__Supplied records__:
•••

PR #31, opened 2020-03-19
feat: responsive ads for super cool ad inserter placements

jeffersonrabb:


jeffersonrabb:
In https://github.com/Automattic/newspack-ads/pull/31/commits/a35561347f27000fe4968041f8224b8284077baa I've simplified the logic so there is only one media query filter: `newspack_ads_media_query_for_size`

This is used to filter the media query for one size of an ad unit. The theme can alter the max/min width for a particular size based on theme considerations like sidebar presence and margins.

PR #40, opened 2020-04-30
Add support for ad targeting via filter

claudiulodro:
Part of https://github.com/Automattic/newspack-issues/issues/167

This PR adds support for adding targeting to ad units via a filter. Targeting is arbitrary key->val pairs when initializing an ad and can be used in GAM to fine-tune which creatives get delivered where.

In the future if other publishers want targeting, we can add UI for it to the ad management screens, but with little demand this should work fine.

To test:
1. Add the following code snippet somewhere:
```
add_filter( 'newspack_ads_ad_targeting', function( $targeting ) {
    $targeting['foo'] = 'bar';
    return $targeting;
} );
```
1 (alternate version). Get the custom plugin source [here](https://github.com/Automattic/newspack-issues/issues/167#issuecomment-622040752) and use the visual interface for adding targeting.
2. Examine the page source. In the non-AMP ads code you should see something like:
```
ad_units['banner_home_middle'] = googletag.defineSlot('/65246486/banner_home_middle', [ [ 300, 50 ] ], 'div-gpt-banner_home_middle-5eab192c2a166-300x50').addService(googletag.pubads());
ad_units['banner_home_middle'].setTargeting( 'foo', 'bar' );
```

### DIFF
--- a/includes/class-newspack-ads-blocks.php
+++ b/includes/class-newspack-ads-blocks.php
@@ -172,13 +172,21 @@ class Newspack_Ads_Blocks {
 		?>
 		<script>
 			googletag.cmd.push(function() {
+				var ad_units = [];
 				<?php foreach ( Newspack_Ads_Model::$ad_ids as $unique_id => $ad_unit ) : ?>
 					<?php if ( $ad_unit['responsive'] ) : ?>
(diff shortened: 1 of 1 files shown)


claudiulodro:
Thanks for the review!

PR #50, opened 2020-07-02
Don't define slots that aren't present, refactor non-AMP GAM script

claudiulodro:
The main purpose of this PR is to add a fix that will only define ad slots for ad containers that exist on the current page. This will prevent issues with and further optimize header bidding, ad delivery, etc. [That specific change is right here.](https://github.com/Automattic/newspack-ads/compare/fix/ad-slots?expand=1#diff-f00ee91a5e4c5891df399ba5eae186dcR198)

In order to make this change I had to do quite a bit of refactoring, because the special handling of responsive vs. regular ad units and the mixing of JS and PHP code made the codebase super difficult to work with. I've refactored the code in two ways:
1. Separate the PHP and JS from each other.
2. Within the JS section, simplify things to treat every ad slot the same way regardless of whether it's a responsive or regular slot.

It's difficult to follow along in the GitHub diff, but if you examine `Newspack_Ads_Blocks::insert_google_ad_manager_footer_code()` on its own, it should look much more straightforward than the previous implementation.

This is mostly a note for myself: BDN's Amazon UAM (header bidding) integration code will need to be slightly tweaked after this is merged, but the ad targeting integration and out-of-page-slot integration should continue working with no tweaks required.

### To test:
1. Set up the following ads: a global responsive ad, an ad block and/or widget.
2. Verify ads work nicely in non-AMP mode. There should be no visible changes to ad behavior.
3. (optional) You can view the page source to verify the information is correctly passed from PHP to JS. Check for the `ad_config` and `all_ad_units` variables in the page source.

### DIFF
--- a/includes/class-newspack-ads-blocks.php
+++ b/includes/class-newspack-ads-blocks.php
@@ -151,59 +151,75 @@ class Newspack_Ads_Blocks {
 
 		$network_code = Newspack_Ads_Model::get_network_code( 'google_ad_manager' );
 
-		$formatted_sizes = [];
+		$prepared_unit_data = [];
 		foreach ( Newspack_Ads_Model::$ad_ids as $unique_id => $ad_unit ) {
-			$sizes = $ad_unit['sizes'];
-			usort(
-				$sizes,
-				function( $a, $b ) {
-					return $a[0] > $b[0] ? -1 : 1;
+			$ad_targeting = apply_filters( 'newspack_ads_ad_targeting', [], $ad_unit );
+
+			if ( $ad_unit['responsive'] ) {
+				foreach ( $ad_unit['sizes'] as $size ) {
+					$container_id = esc_attr( 'div-gpt-' . $ad_unit['code'] . '-' . $unique_id . '-' . absint( $size[0] ) . 'x' . absint( $size[1] ) );
+
+					$prepared_unit_data[ $container_id ] = [
+						'name'      => esc_attr( $ad_unit['name'] ),
+						'code'      => esc_attr( $ad_unit['code'] ),
+						'sizes'     => [ $size ],
+						'targeting' => $ad_targeting,
+					];
 				}
-			);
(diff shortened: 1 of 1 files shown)


claudiulodro:
> In this PR the code that sorted the sizes in descending order is removed: https://github.com/Automattic/newspack-ads/blob/master/includes/class-newspack-ads-blocks.php#L157-L162. Looking back, it seems this code is completely unnecessary since the sizes array for each unit ends up containing just one size. I think this was a relic of an earlier attempt at responsiveness that was abandoned because of limitations of how amp-ad works. Does this jibe with why you removed it?

The order of the sizes shouldn't matter at all when GAM determines which ads to display ([See step 4 here](https://support.google.com/admanager/answer/1143651)). [Responsive ads should be done like this example](https://developers.google.com/doubleclick-gpt/guides/ad-sizes#responsive_ads), and isn't something we are doing yet. (We will need to eventually, though)

> Should we add a toggle to the Newspack Ads Wizard to control disable_initial_load?

No, it really doesn't make sense for a user to control that. It's really just for further integrations, as disabling the initial load without doing anything else will just result in the ads not showing at all. Header bidding disables the initial load, and then displays ads once the bids have come in.

jeffersonrabb:
> The order of the sizes shouldn't matter at all when GAM determines which ads to display ([See step 4 here](https://support.google.com/admanager/answer/1143651)). [Responsive ads should be done like this example](https://developers.google.com/doubleclick-gpt/guides/ad-sizes#responsive_ads), and isn't something we are doing yet. (We will need to eventually, though)

Note that there isn't an AMP version of this logic, which is why we ended up doing it with media queries. We could have done separate implementations for AMP and non, but it seemed saner to use the same for both, even if it was the less elegant of the two approaches.

claudiulodro:
Added an issue about responsive ads so I don't forget about it :)  https://github.com/Automattic/newspack-ads/issues/51

PR #58, opened 2020-07-30
Automatic responsive ad handling for non-AMP mode.

### LINKED ISSUE #51: Responsive ads
We should follow the [GAM guide to implementing responsive ads](https://developers.google.com/doubleclick-gpt/guides/ad-sizes#responsive_ads). I think this could be done in a fully automated way using the existing Ads wizard with no new UI needed: For each breakpoint, add the configured ad sizes that are smaller than it. 

For example, if our mobile breakpoint is `780px`, and our ad sizes are `[[920,100],[320,100]]`, we would show both of those sizes on desktop and only the ones that fit on mobile e.g:

```
var mapping = googletag.sizeMapping()
  .addSize([780, 0],[[920,100],[320,100]])
  .addSize([0, 0], [[320,100]])
  .build();
```

There are a few other considerations, like not showing mobile ads on desktop, but this should at least prevent desktop ads from displaying on mobile. 

Related to #50, some further discussion there.

claudiulodro:
Closes #51 

This PR adds easy, no-config-necessary handling for responsive ads. It does this by making each unique ad size a responsive breakpoint, so that each ad size will only show on screens equal-to-or-wider than the ad size. This should work nicely for the vast majority of ad units with no further work on the publisher's part.

For example, an ad unit with sizes `[728, 90]` and `[320, 50]` will show ads of both sizes on screens >= `728px` and only `320x50` ads on screens smaller than `728px`.

### To test:
1. Configure an ad unit with multiple widths and add it to a post.
Screen Shot 2020-07-30 at 7 04 36 AM
2. Visit the post with desktop screen size and confirm the large ad gets displayed (the small ad will also get sometimes displayed).
Screen Shot 2020-07-30 at 7 06 43 AM
3. Shrink the screen size down. Refresh the page. Confirm only the small ad gets displayed.
Screen Shot 2020-07-30 at 7 07 15 AM

Note: Also added `supports` tag to prevent PHP notices on Gutenberg 8.6.0.

### DIFF
--- a/includes/class-newspack-ads-blocks.php
+++ b/includes/class-newspack-ads-blocks.php
@@ -208,6 +208,34 @@ class Newspack_Ads_Blocks {
 					for ( var target_key in ad_unit['targeting'] ) {
 						defined_ad_units[ container_id ].setTargeting( target_key, ad_unit['targeting'][ target_key ] );
 					}
+
+					/** 
+					 * Configure responsive ads.
+					 * Ads wider than the viewport should not show.
+					 */
+
+					// Get all of the unique ad widths.
+					var unique_widths = {};
+					ad_unit['sizes'].forEach( function( size ) {
+						unique_widths[ size[0] ] = [];
+					} );
+
+					// For each width, get all of the sizes equal-to-or-smaller than it. 
+					for ( width in unique_widths ) {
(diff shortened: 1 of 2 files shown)


claudiulodro:
Thanks for the speedy review @jeffersonrabb!

Issue #55, opened 2020-07-20
Allow attributes to be added to Doubleclick AMP ad units' markup


dero:
Currently, the AMP markup for doubleclick ad units [has a firm structure](https://github.com/Automattic/newspack-ads/blob/e98b0fc0c573b80820802db50148f50af968f956/includes/class-newspack-ads-model.php#L390) that doesn't allow 3rd parties to change the generated markup (AFAIK, let me know if this is incorrect).

In our case we're running a native AMP site and would like to create a child theme and change the units' markup to potentially contain [`rtc-config`](https://github.com/ampproject/amphtml/blob/master/extensions/amp-a4a/rtc-documentation.md) and / or [`data-multi-size`](https://github.com/ampproject/amphtml/blob/master/extensions/amp-ad-network-doubleclick-impl/multi-size.md) attributes to increase ad demand competition, but we're unable to easily do so.

Would it be possible to [make the generated AMP ad unit string filterable](https://github.com/Automattic/newspack-ads/blob/e98b0fc0c573b80820802db50148f50af968f956/includes/class-newspack-ads-model.php#L397)? Or do you consider a filter like that to be too powerful and we should look for other options?

kmwilkerson:
Closing this issue as Newspack is in the process of moving away from AMP

PR #72, opened 2020-08-25
Optimize amp-ads for viewability.

adamsilverstein:
The `data-loading-strategy` attribute controls how eagerly (how many viewports) amp-ads load. See https://amp.dev/documentation/components/amp-ad/#data-loading-strategy-(optional)

This is important because if we load ads a user never scrolls to, these ads are never viewable and overall yield will suffer as a result. Unfortunately the default value is sub-optimal.

This article - https://medium.com/ampfuel/optimize-your-amp-pages-for-high-ad-viewability-rate-or-high-ads-served-311f6b539c73 - does a great job explaining the optimal value to use (and why). Fortunately the AMP runtime provides a constant we can use: `data-loading-strategy="prefer-viewability-over-views"`. This at the moment is 1.25 but may be fine tuned in the future if further testing reveals the need for a different number.

This PR ads the attribute by default with the expectation that it will improve yield for all users; let me know if you prefer this be controllable via a filter or if you plan on doing something broader like https://github.com/Automattic/newspack-ads/issues/55.

### DIFF
--- a/includes/class-newspack-ads-model.php
+++ b/includes/class-newspack-ads-model.php
@@ -378,7 +378,7 @@ class Newspack_Ads_Model {
 		$largest = self::largest_ad_size( $sizes );
 
 		$code = sprintf(
-			'<amp-ad width=%s height=%s type="doubleclick" data-slot="/%s/%s"></amp-ad>',
+			'<amp-ad width=%s height=%s type="doubleclick" data-slot="/%s/%s" data-loading-strategy="prefer-viewability-over-views"></amp-ad>',
 			$largest[0],
 			$largest[1],
 			$network_code,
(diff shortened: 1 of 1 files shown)


claudiulodro (approved):
Sorry about the delay on reviewing this. Thanks for the contribution. This looks like a good improvement, and it works well in my testing. 

I think it makes sense to use this strategy by default instead of making things more complex for our users by requiring them to learn about loading strategies and make a decision on one. 👍

adekbadek:
Note: I've had to briefly turn off branch protection to merge this. The reason was that CI did not pick up this PR because "build from forks" setting was off. I've now turned it on, so this will not happen again.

•••

__Task requirements__: Your answer must consist solely of the lines above between the line holding "3. (optional) You" and the line holding "( $ad_unit['sizes'] as", inclusive, copied exactly.

__Exercise result__:
3. (optional) You can view the page source to verify the information is correctly passed from PHP to JS. Check for the `ad_config` and `all_ad_units` variables in the page source.

### DIFF
--- a/includes/class-newspack-ads-blocks.php
+++ b/includes/class-newspack-ads-blocks.php
@@ -151,59 +151,75 @@ class Newspack_Ads_Blocks {
 
 		$network_code = Newspack_Ads_Model::get_network_code( 'google_ad_manager' );
 
-		$formatted_sizes = [];
+		$prepared_unit_data = [];
 		foreach ( Newspack_Ads_Model::$ad_ids as $unique_id => $ad_unit ) {
-			$sizes = $ad_unit['sizes'];
-			usort(
-				$sizes,
-				function( $a, $b ) {
-					return $a[0] > $b[0] ? -1 : 1;
+			$ad_targeting = apply_filters( 'newspack_ads_ad_targeting', [], $ad_unit );
+
+			if ( $ad_unit['responsive'] ) {
+				foreach ( $ad_unit['sizes'] as $size ) {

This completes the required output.